These characters include a desperate wet nurse who steals the baby in her care for sale in the international adoption market. A young man with a future returns to his native village to ride in a disastrous horse race. A Guatemalan immigrant in Washington DC learns more than English from a public library volunteer. A teenage girl tries to trap her professor into marriage. I aspire to change ignorance into empathy. When readers know more about the migrants on the street corner looking for work, they ail make better decisions about immigration reform. Americans need to know what the drug trade has done to Guatemala. When considering a foreign adoption, they need to know about the baby farms. The countries change--Cambodia, Vietnam, Guatemala, Ethiopia, Haiti, Nepal--but the human trafficking goes on.
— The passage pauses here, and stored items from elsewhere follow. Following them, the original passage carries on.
Issue #388, opened 2015-06-05
Improve explanation of Reference Object


jharmn:
With the addition of relative file references (notably in swagger-js, and samples), there should be an explanation of how that resolves (based on JSON Reference). `Samples/petstore-separate` provides a reference point that could be utilized.

jasonh-n-austin:
On further review, the REUSE guidelines should be updated too:
https://github.com/swagger-api/swagger-spec/blob/master/guidelines/REUSE.md

webron:
@jasonh-n-austin - are you referring specifically to how relative references are resolved?

jasonh-n-austin:
Right, so perhaps examples of what `$ref` links should/shouldn't look like, and what they should be relative to in pathing.

One example:
```
swagger.yaml
$ref: 'models/Thing.yaml'
```
```
Thing.yaml
$ref: 'models/AnotherThing.yaml' # note path is relative to swagger.yaml, not Thing.yaml
```

Also, deep links such as:
```
$ref: 'models/Common.yaml#Address' # an object within a schema file
```

All of this is really just how JSON Reference works, but some practical examples would probably help devs implementing the Swagger 2 spec get it right more consistently.

john-kurkowski:
:+1:

mission-liao:
@jasonh-n-austin  Hi, I'm refactoring my python client for external file reference, and feel confused with these:
```yaml
swagger.yaml
$ref: 'models/Thing.yaml'

Thing.yaml
$ref: 'models/AnotherThing.yaml' # note path is relative to swagger.yaml, not Thing.yaml
```

In another [discussion](https://github.com/swagger-api/swagger-js/issues/417), one of your comment:
> Each file resolves it's own refs, regardless where they're included from. In the swagger.yaml->Category->Person example, the $ref in Category is resolved from it's own location to find Person (as opposed to the location of swagger.yaml).

In the first comment, the base URI used to resolve 'models/AnotherThing.yaml' should be derived from __swagger.yaml__, although the $ref resides in Thing.yaml. But the comment in another issue states that the base URI should be derived from __Thing.yaml__.

Which one of my understanding is correct? Thanks for any feedback in advance. :+1:

whitlockjc:
I would expect relative references to be based on the location of the document containing the reference.

jasonh-n-austin:
[...]

PR #535, opened 2016-01-08
Refined guidelines for external file reuse

jasonh-n-austin:
Fairly big refactor of this section, to address #388 
* Renamed mentions of `Swagger` to `OpenAPI Specification` (I presumed we're doing this on any updates to docs now)
* Added overall guidance for external files in dedicated section
  * Separated external files by URL from 'relative', i.e. local file references

### DIFF
--- a/guidelines/REUSE.md
+++ b/guidelines/REUSE.md
@@ -7,17 +7,54 @@ We encourage reuse and patterns through references.
 The following types are reusable, as defined by the spec:
 
 * Parameters
-* Models (or Schema Objects in general)
+* Models (_or Schema Objects in general_)
 * Responses
 * Operations (_Operations can only be remote references_)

The short story form has allowed me to follow my passions from character to character. They are human stories that touch readers with their familiar emotions and dilemmas even though the setting is foreign. They are stories of love and struggle, between men and women, husbands and wives, parents and children, and among members of a close-knit community. The stories flowed out at the same time I was working on a novel. When I finished the last story, “Saints and Sinners,” I knew I had a collection.
EWN: Where do short stories fit within your life as a reader?
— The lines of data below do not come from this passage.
PR #570, opened 2016-02-17
Yaml sample files

saitest:


webron:
@olensmar - do you recall what you had in mind here?

PR #594, opened 2016-03-08
Convert response codes in YAML specs to be strings

sjaensch:
According to the spec, response codes should be of type string. This is the case in the JSON examples, but not in the YAML ones, causing issues with consumers that are implemented according to spec. Let's fix the examples so they don't set a bad... example.


webron:
It's not necessarily a bad example, but for the sake of cleanliness, I'll merge it.

ePaul:
I always assumed that any processor would convert the integers to strings here. Do we really need to use quotation marks here?

webron:
@ePaul in YAML keys are not necessarily string. Having something like
```yaml
200: hello
"200": goodbye
```
is legal and those are entirely separate properties. However, when only one exists, converters will normally convert integers to strings, but afaik it is not explicitly defined. So for the sake of purity, the change does make sense. We've applied a similar change to the examples in the spec itself a few months ago.

sjaensch:
Thanks for merging this in! @ePaul to expand on @webron's answer, 200 and "200" are different things in YAML, just like in JSON. Check out what I had to do for [bravado, the Python client library](https://github.com/Yelp/bravado/pull/198/files#diff-18a7d25729cc82f5d28614de17daee37R107).

webron:
Well, not 'just like in JSON' because in JSON keys are always strings.

PR #609, opened 2016-03-23
Items Object should not be an array of object

EricHenry:
As per the Swagger / OpenAPI specification, a property with an "array" type requires an items property as well that is an object (specifically a subset of a JSON Schema object). However in the Uber Examples, the items property is an array of objects.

Deborah: I read fiction continuously, every day. I divide my reading between novels and short stories and I find both forms nourishing in different ways.
EWN: How will you be celebrating National Short Story Month this May?
Deborah: Reading Emerging Writers Network and discovering new short story collections to add to my reading list.
EWN: Thank you very much for your time!
Deborah: Thank you for honoring short stories!
Deborah Clearman studied art history and fine arts at Bryn Mawr College and pursued a career in painting. Represented by First Street Gallery in New York City, her paintings and prints have been widely exhibited in galleries and museums. She wrote and illustrated The Goose’s Tale for children. Todos Santos, her first novel, came out in 2010 from Black Lawrence Press. Her short story collection, Concepción and the Baby Brokers—and other stories out of Guatemala was published in 2017.
For eight years Deborah was Program Director for NY Writers Coalition, a nonprofit organization that offers free writing workshops to underserved communities throughout New York City. Deborah has led creative writing workshops in such nontraditional venues as senior centers, public housing projects, adult basic education programs, and prisons. Since 2011 she has led an ongoing weekly writing workshop for women in jail on Rikers Island. A member of PEN, she serves on the Prison Writing Committee.